After reading about feudalism in the Middle Ages it became apparent that lords lived on their lands far away from the king and provided military services themselves in exchange for said lands. However, on many occasions they were more powerful than the king himself and held courts of their own.

But in 17th century France, Louis XIV wanted to centralize power in an absolute monarchy, and so lords were obliged to live in the Palace of Versailles or in the area for at least part of every year.

My question is, are there any other courts where lords lived in the palace with the king in a similar fashion in Europe? Was this the first example of such practice? My other question is, did these lords not go to war themselves? Which is to say did they stop providing military service themselves in favor of the kingdom's armies? Also, were these nobles connected to lands (like in feudal times) and their houses, presenting problems of the area and politics to the king?

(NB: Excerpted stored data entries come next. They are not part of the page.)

PR #1053, opened 2025-09-19
feat: update contracts

atanmarko:
Resolves https://github.com/agglayer/agglayer/issues/1046

### DIFF
--- a/crates/agglayer-aggregator-notifier/src/lib.rs
+++ b/crates/agglayer-aggregator-notifier/src/lib.rs
@@ -2,7 +2,6 @@
 const ELF: &[u8] = pessimistic_proof::ELF;
 
 mod certifier;
-mod proof;
 mod settlement_client;
 
 pub use certifier::CertifierClient;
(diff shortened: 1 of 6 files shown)


crates/agglayer-contracts/src/contracts.rs
```diff
@@ -1,23 +1,35 @@
...
+        #[derive(Debug, Eq, PartialEq)]
+        AgglayerGateway,
+        "src/contracts/AggLayerGateway.json"
+    );
+}
+
+// Re-export the contracts
+pub use aggchain_base::AggchainBase;
+// Use the IAggchainSigners from one of the modules to avoid duplication
+pub use aggchain_base::IAggchainSigners;
```
Ekleog-Polygon, line 31: Would feel better if there were no IAggchainSigners duplication here :smiling_face_with_tear: I'm fearing some day we'll have issues due to the two not referring to the same type.

I guess there's no way we could unify the JSONs so they use the same IAggchainSigners? And we probably can't just not re-export it either?

Ekleog-Polygon (approved):
LGTM! If everything still builds fine I'm happy with it, we can iterate on my comment whenever an issue actually arises, as it'll certainly be a compile-time issue :smile:

crates/agglayer-contracts/src/contracts.rs
atanmarko: Yeah, this is generated from the ABI compiled by the smart contracts project, we are just using it.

  • In re: your "other question" why would the lesser nobles go to war separately from the Crown, wasn't that part of the reason Louis consolidated his nobles in the first place?
    – CGCampbell
    Commented May 2, 2016 at 14:29
  • 7
    Does the answer need to be "in Europe"? Because the Tokugawa shogunate employed a similar policy way before Louis XIV, forcing daimyos to spend much time at the court (and even having to leave an hostage when travelling home), so they could not effectively rebel. Check en.wikipedia.org/wiki/Sankin-k%C5%8Dtai
    – SJuan76
    Commented May 3, 2016 at 23:24
  • This question seems to invite confusion: One can (incorrectly) interpret it as a question about, loosely speaking, the architecture (which was indeed widely imitated across Europe), while the actual question is about a social model (stripping nobles of their independence by bringing them to live in a court, which is one way to end the feudal system in a country). Commented Feb 17, 2020 at 17:04
  • Russia at the time of Catherine the Great would be a candidate. Commented Mar 18, 2020 at 17:05

1 Answer 1


Frederick the Great, King of Prussia, built a retreat called Sans Souci that many consider a miniature "Versailles."

It was built at Potsdam, which is to say twenty miles or so away from Berlin, as Versailles was from Paris, to allow the king refuge from the capital. The estate featured a large park, fountains, and numerous temples for the king's strolling pleasure.

The Prussian state was very much modeled on the feudal system, with "the nobles connected to lands." But most of the (male) nobles were in the Army at some point in their lives. The way for the king to control the nobles from fighting each other was to control the (centralized) army, so hosting the nobles at Sans Souci was not as important to Prussia as it was to Louis XIV at Versailles.